:: Task objective ::
Look through the material below and report every line that includes "kisvegabor".

:: The data ::
==============================

PR #5614, opened 2024-02-07
Updated Kconfig for default using with Espressif IDF

espzav:

We need to select some `Kconfig` options as default for using with ESP-IDF. It is not good for us to select these defaults in each project/example `sdkconfig.defaults`.

### DIFF
--- a/Kconfig
+++ b/Kconfig
@@ -69,9 +69,14 @@ menu "LVGL configuration"
 
 	endmenu
 
+	config LV_USE_CLIB
+		bool
+		default n
+
 	menu "Memory settings"
 		choice
 			prompt "Malloc functions source"
+			default LV_USE_CLIB_MALLOC if LV_USE_CLIB
 			default LV_USE_BUILTIN_MALLOC
 
 		config LV_USE_BUILTIN_MALLOC
@@ -93,6 +98,7 @@ menu "LVGL configuration"
 
 		choice
 			prompt "String functions source"
+			default LV_USE_CLIB_STRING if LV_USE_CLIB
 			default LV_USE_BUILTIN_STRING
 
 		config LV_USE_BUILTIN_STRING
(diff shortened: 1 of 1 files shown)


espzav:
@tore-espressif @kisvegabor PTAL

tore-espressif:
@espzav Looks good from ESP side :)

igrr:
@espzav could you please check other similar settings as well? For example, LV_USE_CLIB_SPRINTF. Basically we can default to POSIX or libc options, where available.

espzav:
> @espzav could you please check other similar settings as well? For example, LV_USE_CLIB_SPRINTF. Basically we can default to POSIX or libc options, where available.

I tried CONFIG_LV_USE_CLIB_MALLOC, CONFIG_LV_USE_CLIB_STRING and CONFIG_LV_USE_CLIB_SPRINTF and it seems, that it is working. 
As @kisvegabor said here https://github.com/lvgl/lvgl/pull/5617#issuecomment-1931918070, it seems, that we cannot use `default y if IDF_CMAKE` there can be added new bool like `LV_USE_CLIB` and we can select it in `esp_lvgl_port` component `Kconfig`.

PGNetHun:
Duplicate of https://github.com/lvgl/lvgl/pull/5617

espzav:
@kisvegabor I updated this PR, is it better solution for you? I removed duplicity with #5617

tore-espressif:
> LV_USE_CLIB and we can select it in esp_lvgl_port component Kconfig

This sounds reasonable to me. We add a new option that is hidden and not platform specific

Kconfig
```diff
@@ -69,9 +69,14 @@ menu "LVGL configuration"
...
 	endmenu
 
+	config LV_USE_CLIB
+		bool
+		default n
+
 	menu "Memory settings"
 		choice
 			prompt "Malloc functions source"
+			default LV_USE_CLIB_MALLOC if LV_USE_CLIB
```
PGNetHun, line 79: There will be 2 defaults if `LV_USE_CLIB` ?

igrr: We could make the 2nd one depend on !LV_USE_CLIB, but IIRC Kconfig picks the first default value which matches the conditions. So leaving the last one without any conditions should be fine.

==============================

:: Solution for this task ::
@tore-espressif @kisvegabor PTAL
As @kisvegabor said here https://github.com/lvgl/lvgl/pull/5617#issuecomment-1931918070, it seems, that we cannot use `default y if IDF_CMAKE` there can be added new bool like `LV_USE_CLIB` and we can select it in `esp_lvgl_port` component `Kconfig`.
@kisvegabor I updated this PR, is it better solution for you? I removed duplicity with #5617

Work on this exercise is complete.